Matthew Wilcox July 13, 2022, 12:19 p.m. UTC | #1
On Wed, Jul 13, 2022 at 12:20:13AM -0700, Chaitanya Kulkarni wrote:
> Hi,
> 
> One of the responsibilities of the Operating System, along with managing
> resources, is to provide a unified interface to the user by creating
> hardware abstractions. In the Linux Kernel storage stack that
> abstraction is created by implementing the generic request operations
> such as REQ_OP_READ/REQ_OP_WRITE or REQ_OP_DISCARD/REQ_OP_WRITE_ZEROES,
> etc that are mapped to the specific low-level hardware protocol commands 
> e.g. SCSI or NVMe.

Still NAK, see previous thread for reasons.  Somewhat disappointing that
you sent a new version instead of addressing those comments first.
Chaitanya Kulkarni July 13, 2022, 3:43 p.m. UTC | #2
On 7/13/2022 5:19 AM, Matthew Wilcox wrote:
> On Wed, Jul 13, 2022 at 12:20:13AM -0700, Chaitanya Kulkarni wrote:
>> Hi,
>>
>> One of the responsibilities of the Operating System, along with managing
>> resources, is to provide a unified interface to the user by creating
>> hardware abstractions.
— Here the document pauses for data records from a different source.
PR #356, opened 2026-07-14
fix(web): stop prototype members rendering as phantom file chips

### LINKED ISSUE #355: [Bug]: Inline code `constructor` / `__proto__` in a message permanently crashes the thread ("e.endsWith is not a function")
### Before submitting

### Area

apps/web

### Steps to reproduce

1. Start the app (reproduces in the 0.5.3 desktop release and in bun run dev / bun run electron:dev on main).
2. Open any project and any thread.
3. Send a message containing this inline code span (backticks required):

```
what happens if a key is `constructor`
```

The app crashes as soon as the message renders.

All of these trigger it: 
```
`constructor`, `"constructor"`, `__proto__`, `"__proto__"`
```
 Surrounding quotes make no difference, because inlineCodeFilePath() strips them before the lookup.

It does not matter whether the text comes from the user or the assistant — both roles render through ChatMarkdown. An uploaded attachment named e.g. notes.constructor reaches the same defect through getAttachmentIconName().

### Expected behavior

`constructor` is ordinary prose in a JavaScript conversation. It should render as plain inline code (it is not a file path), and an unresolvable icon name should never take the app down.

### Actual behavior

The app unmounts and shows the error boundary: `Something went wrong. / e.endsWith is not a function.` The thread cannot be reopened afterwards — the crash reproduces on every render, so the conversation is effectively lost.

### Impact

Blocks work completely

### Version or commit

v0.5.3 (desktop release), also reproduces on main @ c254b102

### Environment

macOS 27.0  (arm64), Synara desktop 0.5.3, Bun 1.3.14, Node 24.17.0

### Logs or stack traces

```shell
MentionChipIcon.tsx:55 TypeError: name.endsWith is not a function
    at getCentralIconUrl (central-icons.tsx:34:31)
    at CentralIcon (central-icons.tsx:83:19)
The above error occurred in the <ForwardRef(CentralIcon)> component:
    <ForwardRef(CentralIcon)>   central-icons.tsx:83
    <MentionChipIcon>           MentionChipIcon.tsx:55
    <InlineMentionChip>         InlineMentionChip.tsx:43
    <OpenableFileChip>          ChatMarkdown.tsx:769
    <code>                      ChatMarkdown.tsx:1160
    <Markdown>                  ChatMarkdown.tsx:1255
    <ChatMarkdown>              MessagesTimeline.tsx:2561  (UserMessageBody)
React then unmounts the tree into CatchBoundaryImpl ("Warning: Error in route match: __root__/"), which is the full-app error screen.

For reference, the same crash from the packaged 0.5.3 release, where Ae is getCentralIconUrl and its caller is the CentralIcon forwardRef:

TypeError: e.endsWith is not a function
    at Ae (synara://app/assets/usePreviousValue-CVk5mVFU.js:1:37282)
    at synara://app/assets/usePreviousValue-CVk5mVFU.js:1:38239
    at To (synara://app/assets/main-DvMKKUH-.js:9:47526)
    at oc (synara://app/assets/main-DvMKKUH-.js:9:66676)
    at Nc (synara://app/assets/main-DvMKKUH-.js:9:82205)
```

[Screenshot 2026-07-14 at 18.18.11.png](https://github.com/user-attachments/assets/cf1ca3b5-a283-4be6-ab1c-8e4c37d01b9c)

### Workaround

_No response_

pray3m:
The icon tables were plain objects, so a lookup keyed on `constructor` or `__proto__` walked the prototype chain and returned an inherited member instead of an icon name. `getFileIconName` handed that function to `CentralIcon`, where `name.endsWith(".svg")` threw and unmounted the app through the error boundary.

The keys come from untrusted text, so a message containing the inline code `constructor` crashed the thread permanently: the throw reproduced on every render, leaving no way to reopen the conversation. Attachment names reached the same defect through `getAttachmentIconName`.

Back the tables with Maps, which never consult the prototype chain.

Fixes #355

## What Changed

The three file-icon tables in `apps/web/src/file-icons.ts` (`FILE_ICON_BY_BASENAME`, `FILE_ICON_BY_EXTENSION`, `FILE_ICON_BY_MIME_TYPE`) are now `Map`s instead of plain objects, and the seven lookups use `.get()` / `.has()`.

One production file, 33 lines. Regression tests cover the lookups (`file-icons.test.ts`) and the render that actually crashed (`ChatMarkdown.test.tsx`).

## Why

A message containing the inline code `` `constructor` `` or `` `__proto__` `` crashes the app with `TypeError: name.endsWith is not a function`, and the thread becomes **permanently unopenable** — the crash reproduces on every render, so there is no way back into the conversation.

The lookup keys are derived from untrusted text (chat content, attachment filenames), and a plain-object lookup walks the prototype chain:

1. `ChatMarkdown.tsx:742` — `inlineCodeFilePath()` strips wrapping quotes, so `"constructor"` becomes the bare key `constructor`.
2. `file-icons.ts:165` — `pathLooksLikeKnownFile()` evaluates `FILE_ICON_BY_BASENAME["constructor"]`, inherits `Object.prototype.constructor`, and treats the truthy result as a known file — rendering a file chip.
3. `file-icons.ts:200` — `getFileIconName()` returns that inherited **function** as the icon name.
4. `central-icons.tsx:34` — `getCentralIconUrl()` calls `name.endsWith(".svg")` on the function and throws mid-render, unmounting the tree into the error boundary.

`constructor` and `__proto__` are the live triggers because the basename is lowercased first (`toString` becomes `tostring` and misses by luck).

`Map` fixes this at the root: it never consults the prototype chain, so `getFileIconName`'s `=> string` signature is enforced by the data structure rather than assumed. Attachments reached the same defect through `getAttachmentIconName()` (an upload named `notes.constructor`), and that is fixed by the same change.

I deliberately left `inlineCodeFilePath()`'s quote-stripping alone — it is load-bearing (it is why `` `'src/foo.ts'` `` renders a chip) and it is not the bug. Narrowing it there would hide the markdown symptom while leaving the attachment path broken.

Reproduces on `main` and in the v0.5.3 release. I hit it in a normal chat about JS `Map`/`Set`, where the agent wrote a sentence about prototype pollution — and that message prototype-polluted the renderer.

Verified with `bun fmt`, `bun lint`, `bun typecheck`, and `bun run test`. The new tests fail without the `file-icons.ts` change and pass with it.

### Known sibling, not included

`AGENT_CHIP_COLOR_BY_NAME` (`apps/web/src/components/composerInlineChip.ts:123`) has the same unsafe-lookup shape, keyed on an agent's `color:` frontmatter. It is cosmetic rather than a crash — an agent colored `constructor` resolves to a function, `?? DEFAULT` does not catch it, and the chip renders unstyled. Left out to keep this PR focused; happy to send a follow-up.

## UI Changes

Before: sending a message containing `` `constructor` `` replaces the app with the error boundary, and the thread cannot be reopened.
Screenshot 2026-07-14 at 18 03 03

After: the token renders as ordinary inline code.
Screenshot 2026-07-14 at 19 11 09

## Checklist

- [ ] I included a video for animation/interaction changes

### DIFF
--- a/apps/web/src/components/ChatMarkdown.test.tsx
+++ b/apps/web/src/components/ChatMarkdown.test.tsx
@@ -293,6 +293,17 @@ describe("ChatMarkdown user variant", () => {
     expect(markup).not.toContain("Deep Research");
   });
 
+  it("keeps Object.prototype member names as literal inline code", async () => {
+    // `inlineCodeFilePath` strips wrapping quotes, so the quoted forms reach the icon
+    // tables as the bare keys `constructor` / `__proto__`.
+    for (const token of ["constructor", "__proto__", '"constructor"', '"__proto__"']) {
+      const markup = await renderUserMarkdown(`what if a key is \`${token}\``);
+
+      expect(markup).toContain("<code>");
+      expect(markup).not.toContain('data-slot="central-icon"');
+    }
+  });
+
   it("renders @-mention tokens as mention chips", async () => {
     const markup = await renderUserMarkdown("check @src/utils/model.ts please");
 
--- a/apps/web/src/file-icons.test.ts
+++ b/apps/web/src/file-icons.test.ts
@@ -1,6 +1,24 @@
 import { assert, describe, it } from "vitest";
 
-import { getAttachmentIconName, getFileIconName, inferEntryKindFromPath } from "./file-icons";
+import {
+  getAttachmentIconName,
+  getFileIconName,
+  inferEntryKindFromPath,
+  pathLooksLikeKnownFile,
+} from "./file-icons";
+
+// Object.prototype member names, which lookup keys can collide with because they are
+// derived from untrusted text. Only `constructor` and `__proto__` survive the lowercased
+// basename (`toString` becomes `tostring` and misses by luck), so pin them all.
+const PROTOTYPE_MEMBER_TOKENS = [
+  "constructor",
+  "__proto__",
+  "toString",
+  "valueOf",
+  "hasOwnProperty",
+  "map.constructor",
+  "obj.__proto__",
+];
 
 describe("getFileIconName", () => {
   it("uses exact filename matches from the Central mapping", () => {
@@ -56,6 +74,25 @@ describe("getFileIconName", () => {
     assert.equal(inferEntryKindFromPath("C:\\repo\\.gitignore"), "file");
     assert.equal(inferEntryKindFromPath("scripts"), "directory");
   });
+
+  it("never resolves an inherited Object.prototype member as an icon name", () => {
+    for (const token of PROTOTYPE_MEMBER_TOKENS) {
+      assert.equal(getFileIconName(token), "code-brackets", token);
+    }
+  });
+});
+
+describe("pathLooksLikeKnownFile", () => {
+  it("does not mistake an Object.prototype member for a known file", () => {
+    for (const token of PROTOTYPE_MEMBER_TOKENS) {
+      assert.isFalse(pathLooksLikeKnownFile(token), `${token} must not look like a known file`);
+    }
+  });
+
+  it("still recognizes real files", () => {
+    assert.isTrue(pathLooksLikeKnownFile("src/index.ts"));
+    assert.isTrue(pathLooksLikeKnownFile("package.json"));
+  });
 });
 
 describe("getAttachmentIconName", () => {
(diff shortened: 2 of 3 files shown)


Emanuele-web04:
@codex review

pray3m:
Heads up — v0.5.4 (`511a2eb5`) added a `typeof name !== "string"` guard in `getCentralIconUrl`, which fixes the **crash**. 🎉 I've rebased this on top of that.

I've also renamed this PR from "inline code constructor permanently crashes the thread" → "stop prototype members rendering as phantom file chips", since the crash is now handled upstream and that title no longer describes what this changes.

 This PR now targets the **root cause the guard sits downstream of**, which v0.5.4 doesn't address: `getFileIconName` still returns `Object.prototype.constructor` (a function) for the token `` `constructor` ``, so the word still renders as a clickable file-mention chip in ordinary JS chat — now iconless, and firing `console.error` on every render. Backing the lookup tables with `Map` means the token is never treated as a file: no phantom chip, no console spam, and `getFileIconName`'s `=> string` type stops being a lie.

 This also makes the v0.5.4 guard dead code — happy to remove it, or leave it as defense-in-depth, whichever you prefer. Regression tests included. 

cc @Emanuele-web04 

Before (v0.5.4) : 
Screenshot 2026-07-16 at 15 48 45


After (this PR) : 
Screenshot 2026-07-16 at 15 49 20

pray3m:
this issue is still relevant in v0.5.5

In the Linux Kernel storage stack that
>> abstraction is created by implementing the generic request operations
>> such as REQ_OP_READ/REQ_OP_WRITE or REQ_OP_DISCARD/REQ_OP_WRITE_ZEROES,
>> etc that are mapped to the specific low-level hardware protocol commands
>> e.g. SCSI or NVMe.
> 
> Still NAK, see previous thread for reasons.  Somewhat disappointing that
> you sent a new version instead of addressing those comments first.

I've also asked you exactly what do you expect as I did not understand
your first reply.

I've added the fixes to this version based on the other comments that 
I've received as I think they still needs be to reviewed.

As I can see your reply earlier today, I'll continue discussion on that
thread.

-ck